ゆにおん・ネタ帳

2019年 - 2018年 - 2017年 - 2016年 - 2015年 - 2014年 - 2013年 - 2012年 - 2011年 - 2010年 - 2009年 - 2008年

2015年

見た目だけではわからないこともある
室橋
2015/05/24
現在は、空前の健康ブームで運動をしたり、食事に気をつけている方も多いと思います。普段生活していると、健康であることに感謝することを忘れてしまいがちです。病気になって初めて健康であることが重要だということを実感します。

アラフォーの私も健康には人一倍気をつけているほうだと思っています。「独りよがりではなく、客観的に、多面的に健康であるという証拠を得ることが重要!」ということで、会社指定の人間ドックだけではなく、今まで気にしたことがなかった身体の部位ごとの筋肉と脂肪の重さ、そしてその全体バランスも調べてみることにしました。

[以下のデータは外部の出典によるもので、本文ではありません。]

Issue #97, opened 2021-02-10
"otelcol --help" should not require env vars


jchengsfx:
```
$ otelcol --help
2021/02/10 10:29:43 main.go:197: Usage: SPLUNK_ACCESS_TOKEN=12345 SPLUNK_REALM=us0 SPLUNK_BALLAST_SIZE_MIB=684 SPLUNK_MEMORY_LIMIT_MIB=1024 SPLUNK_MEMORY_SPIKE_MIB=256 otelcol
2021/02/10 10:29:43 main.go:198: ERROR: Missing environment variable SPLUNK_MEMORY_LIMIT_MIB
```

flands:
Hmm this seems unexpected -- I will take a look

PR #98, opened 2021-02-10
tests: CollectorProcess helper

rmfitzpatrick:
These changes introduce the last basic helper for the integration testing module - a runner for the Collector.  It uses the subprocess manager from the JMX receiver, a specified or detected Collector binary path, and provided config to launch the collector process for the lifetime of a test or suite.

Also introduces the first `integration` tagged test file, but as with the previous changes I'm holding off on sourcing/running these in CI until a future PR.

PR #102, opened 2021-02-11
Ensure help CLI parameter can be passed

flands:
Addresses #97

Also add a helper function to keep main simple.

TODO: Add more tests


rmfitzpatrick:
> TODO: Add more tests

Tests could be added after https://github.com/signalfx/splunk-otel-collector/pull/98 lands

rmfitzpatrick (approved):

結果は、両腕の筋肉量が標準以下で、右足は左足より筋肉が少なく、筋肉バランスがすこぶる悪いことがわかりました。筋肉のバランスが悪いと身体はどちらか一方に引っ張られて、使いやすいほうに傾くために歪んでしまうということです。最近、疲れやすくなったのも筋肉バランスが影響しているのでしょう。今回の結果から、「週1回の運動」に筋トレ(腕立伏せ10回)を追加する。「現状+自分のできること」を目標に掲げ、定期的に計測して変化することを楽しみに実践してみようと思います。

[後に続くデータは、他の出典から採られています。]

PR #107, opened 2021-02-17
Smart Agent receiver: Postgresql integration test

rmfitzpatrick:
These changes introduce the first integration test case for the tests module, and exercises the [native postgresql monitor](https://github.com/signalfx/signalfx-agent/blob/master/docs/monitors/postgresql.md).  Since output filtering is yet to be implemented it confirms that all metrics are received, though in the near future more restricted configs/tests could be added (@pmcollins).

requires: https://github.com/signalfx/splunk-otel-collector/pull/103 and https://github.com/signalfx/signalfx-agent/pull/1607

I will update the desired agent version once the PG13 support fix lands.

### DIFF
--- a/tests/receivers/smartagent/postgresql/testdata/client/requests.sh
+++ b/tests/receivers/smartagent/postgresql/testdata/client/requests.sh
@@ -1,4 +1,12 @@
 #!/bin/bash
+##################################################################################################
+# This file will exercise a target POSTGRES_SERVER's test_db whose schema is defined in the
+# corresponding server's initdb.d/db.sql.  It will create the necessary replication slots and make
+# a series of random insertions, updates, and deletions without end to help generate values for
+# produced metrics.
+# As implemented, test_db size will grow without bound if left is running, so this script isn't
+# currently suitable for extended demonstrations or soak test purposes.
+##################################################################################################
 
 echopsql() {
   set -x
@@ -25,7 +33,6 @@ random_float() {
 }
 
 modify_table_one() {
-x=1
 while true; do
   sleep .15
   s_one=$(random_str)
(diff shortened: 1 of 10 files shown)


jrcamp (approved):

tests/receivers/smartagent/postgresql/testdata/client/requests.sh
```diff
@@ -0,0 +1,77 @@
+#!/bin/bash
```
tigrannajaryan, line 1: Does this file define what metrics we are going to observe as specified in all.yaml? If so can we explain what is going on here?

tests/receivers/smartagent/postgresql/testdata/server/init.sh
```diff
@@ -0,0 +1,4 @@
+#!/bin/bash
```
tigrannajaryan, line 1: Please add comment to explain what this file does.

tests/receivers/smartagent/postgresql/testdata/server/initdb.d/db.sql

組織も同じことで、見た目だけではわからないことも多いのではないでしょうか。「目に見えにくい組織」の状態を客観的・多面的にデータで現状を把握する。「良い点・課題点」を明確にしたうえで、自分たちのできることを目標に掲げ、働きがいのある職場づくりを実践する。より主体的に自分たちの組織の健康を維持・増進するためにも、現状を把握する人間ドック(調査活動)を定期的に行うことをお勧めいたします。


組合員とつながる組合ガイド、作っていますか?
松山晃久
2015/05/14
 多くの労組が新入組合員を組合の仲間として迎え入れている時期ではないでしょうか。受け入れに際し行う活動はさまざまで、組合独自に工夫して新入組合員研修を行ったり(労働組合の意義や役割、社会人基礎力の向上の研修や、コミュニケーションを円滑にする研修など)、支部ごとに歓迎レクを行ったり、組合について知ってもらうために組合ガイドを配るなど活動を行っていることと思います。

 この時期は、記載した新入組合員研修以外にも、組合ガイドブックに関する問い合わせを多く頂いています。お聞きする課題や相談としては、受け入れ行事に取れる時間が少ないなどで、組合について簡単に説明するだけになっていることや、組合がやっていることや成し遂げてきたことについて分かりやすく伝えられないかというものです。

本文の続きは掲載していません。